But the threat of a possible U.S. war on Iraq kept an underlying bid in the safe-haven government bond market, leaving prices only marginally lower compared with Thursday’s closing levels. Yields on two-year notes traded not far above record lows hit in October.
Wall Street bond trading desks were very thinly staffed as many left early before the Christmas holiday week. That left the Treasury market mostly adrift and traders cautioning there was little to be gleaned from a slight dip.
The liquidity has been poor, said Andrew Brenner, head of institutional bond trading at Investec, as pricing screens went nearly dead, with very few securities changing hands.
The strong tone of the stock market has kept the bond market on the defensive, Brenner said.
Shorter-dated maturities also succumbed to selling pressure in anticipation of a $27.0 billion two-year note auction scheduled for Monday morning. Before an auction, dealers often “cheapen” existing issues, raising their yield, to make the new issues more attractive to customers.
Two-year notes slipped 2/32 to 100-15/32 for a yield of 1.75 per cent, up from 1.71 per cent. But two year yields fell about 10 basis points on the week in part from investor fears the US is preparing for war. Late on Friday, the when-issued two year traded near 1.79 per cent.

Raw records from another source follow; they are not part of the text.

PR #3677, opened 2017-01-06
Added missing pointer.SetPosition to corrected crash

alex7ce:
Crash happens if mouse pointer position changed programmatically.

### DIFF
--- a/client/Windows/wf_graphics.c
+++ b/client/Windows/wf_graphics.c
@@ -318,6 +318,14 @@ static BOOL wf_Pointer_SetDefault(rdpContext* context)
 	return TRUE;
 }
 
+static BOOL wf_Pointer_SetPosition(rdpContext* context, UINT32 x, UINT32 y)
+{
+	if (!context)
+		return FALSE;
+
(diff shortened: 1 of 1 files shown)


bmiklautz:
@freerdp-bot test.

akallabeth:
@freerdp-bot Oh come on, test properly

client/Windows/wf_graphics.c
```diff
@@ -318,6 +318,14 @@ static BOOL wf_Pointer_SetDefault(rdpContext* context)
 	return TRUE;
 }
 
+static BOOL wf_Pointer_SetPosition(rdpContext* context, UINT32 x, UINT32 y)
+{
+	if (!context)
+		return FALSE;
+
+	return TRUE;
+}
```
hardening: return context != NULL ?

alex7ce: A good tip, however, this is only a placeholder to prevent crash. So inside it there will be more code. It should probably move a cursor on a client machine appropriately.

PR #3688, opened 2017-01-10
Clear codec buffer resize fix

akallabeth:


hardening:
There's misc occurrences of "const UINT32 DstFormat", I don't see the point for these changes.

akallabeth:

On Wall Street, meanwhile, the Dow Jones industrial average closed up 1.75 per cent, drawing funds away from the bond market.

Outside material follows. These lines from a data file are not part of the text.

Issue #4597, opened 2018-04-26
FreeBSD strtol() behaves different -- /network:lan doesn't work


adriaandegroot:
FreeBSD's strtol() and family behave differently from (Linux) GLibC implementations. This affects the way they set (or don't re-set) errno on erroneous input, and then parameter handling by the freerdp executable throws an error, leading to .. well, "no worky". This is most obvious with the /network option, since that has both numeric and non-numeric (e.g. "lan") values to handle.

There are downstream bugs at
 - https://bugs.freebsd.org/bugzilla/show_bug.cgi?id=225099
 - https://bugs.freebsd.org/bugzilla/show_bug.cgi?id=225559

There are patches (by me) attached to the latter bug, which fix **some** of the issues, but not all of them. I don't have much to test with / against, so basically I'm chasing down-downstream bug reports and running the freerdp with various command-line options until it stops giving me command-line-parsing errors.

The affected version is 2.0.0-rc1; I haven't tried -rc2.

```
xfreerdp /network:lan /port:3389 /v:127.0.0.1
```

This produces -- on FreeBSD -- output that indicates that the command-line parameters are wrong. Removing the /network option fixes it (in the sense that it then doesn't give an error about command-line parameters, and goes on to try to connect to an RDP server I don't have).

The main issue is that errno isn't reset by successful calls to strtol(), while it is with (Linux) GLibC. I'll see if I can whip up an example program to show that.

kevans91:
I mention this in the mentioned PR 225559, but all of the strtol, stroul, strold usage throughout FreeRDP should be corrected to set errno beforehand if they're going to do an errno check after the fact, as per POSIX recommendations [1]. POSIX [1] also backs up Adriaan's last statement as POSIXly correct behavior- "These functions shall not change the setting of errno if successful."

Whipping something up with Coccinelle to correct these invocations throughout FreeRDP might be a good thing to do given the number of calls- a quick `grep` seemed to indicate that they all basically follow the same pattern of fail if `errno != 0` without having reset errno beforehand.

[1] http://pubs.opengroup.org/onlinepubs/9699919799/functions/strtol.html

PR #4598, opened 2018-04-27
Fix strto* usage by setting errno before-hand and interpreting EINVAL properly

kevans91:
For glibc, the previous usage of these things all worked. As pointed out in #4597, these are not POSIXly correct invocations. (See the first two comments for a description of the problem and further diagnosis)

Further examination after issue #4597 revealed that not *all* invocations were incorrect; some were assumed to be on numeric strings and thus didn't check errno, while others were properly setting errno beforehand. This PR adds more errno resets and fixes the two instances of not accepting EINVAL that existed in the cmdline parsing.

I wrote a small Coccinelle patch (available here [1]) to find some of these, while others I found by hand. My Coccinelle skills suck, though, so I ended up with some false positives that I had to correct.

[1] https://people.freebsd.org/~kevans/freerdp-strto.cocci

### DIFF
--- a/client/common/cmdline.c
+++ b/client/common/cmdline.c
@@ -1373,8 +1373,9 @@ int freerdp_client_settings_parse_command_line_arguments(rdpSettings* settings,
 
 				if (p)
 				{
+					unsigned long val;
 					errno = 0;
-					unsigned long val = strtoul(&p[1], NULL, 0);
+					val = strtoul(&p[1], NULL, 0);
 
 					if ((errno != 0) || (val == 0) || (val > UINT16_MAX))
 						return COMMAND_LINE_ERROR_UNEXPECTED_VALUE;
@@ -1411,8 +1412,9 @@ int freerdp_client_settings_parse_command_line_arguments(rdpSettings* settings,
 
 				if (*(p2 + 1) == ':')
 				{
+					unsigned long val;
 					errno = 0;
-					unsigned long val = strtoul(&p2[2], NULL, 0);
+					val = strtoul(&p2[2], NULL, 0);
 
 					if ((errno != 0) || (val == 0) || (val > UINT16_MAX))
 						return COMMAND_LINE_ERROR_UNEXPECTED_VALUE;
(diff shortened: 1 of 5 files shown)


kevans91:
@akallabeth Thanks! I've corrected all instances of mid-scope declaration, I believe.

winpr/libwinpr/sysinfo/cpufeatures/cpu-features.c
```diff
@@ -659,6 +659,7 @@ get_elf_hwcap_from_proc_cpuinfo(const char* cpuinfo, int cpuinfo_len)
 
 	if (cpuArch)
 	{
+		errno = 0;
```
p-pautov: No one is checking "errno" after "strtol" here.

libfreerdp/core/gateway/http.c
```diff
@@ -454,6 +454,7 @@ static BOOL http_response_parse_header_status_line(HttpResponse* response, char*
 		if ((errno != 0) || (val < 0) || (val > INT16_MAX))
 			return FALSE;
 
+		errno = 0;
 		response->StatusCode = strtol(status_code, NULL, 0);
```
p-pautov: It should be "response->StatusCode = val;" instead, "status_code" was already parsed into "val" on line 452.

client/common/cmdline.c
```diff
@@ -1917,9 +1949,10 @@ int freerdp_client_settings_parse_command_line_arguments(rdpSettings* settings,
 		{
 			long type;
 			char* pEnd;
+			errno = 0;
 			type = strtol(arg->Value, &pEnd, 10);
 
-			if (errno != 0)
+			if ((errno != 0) && (errno != EINVAL))
```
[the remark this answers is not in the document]
kevans91: I wasn't aiming to make any functional changes here- just to make it work with a more POSIX-compliant (in this regard) libc.

I can make this change if you'd like, though- the original submitter of the previously mentioned issue had a patch that also validated type before it was later passed to a function in case it failed both numeric parsing and wasn't one of the present values, but I had intentionally left that out as I considered it ESCOPE for the moment.

libfreerdp/core/gateway/http.c
kevans91: Right, I didn't apply any thought to whether the context made any sense- this was kind of a low priority for me as we're preparing for an upcoming release over in our world. =) ETIME, as it goes. =(

akallabeth:
@freerdp-bot test

akallabeth:
@kevans91 Thank you for your contribution, I've created #4610 to simplify your changes.
We do not want to reset `errno` unnecessarily (that might hide issues in the library)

Given the run up Treasuries have had over the last few days, we’re naturally seeing some profit-taking, said Anthony Karydakis, senior financial economist at Banc One Capital Markets in Chicago.
Treasuries marched up for most of the week, accelerated after the White House said on Thursday Iraq was in “material breach” of a Security Council resolution to identify any banned weapons.
That helped Treasuries break out of a well-defined range topped at 113-10/32 on Thursday, with March 10-year futures settling well above that level on Friday at 113-25/32. Many analysts expect the market to forge higher, with next resistance at 114-9/32, a high struck on Nov. 12.
I don’t expect to see too much more of a deterioration in prices just because we continue to have uncertainty over Iraq, said Gemma Wright, market strategist at Barclays Capital.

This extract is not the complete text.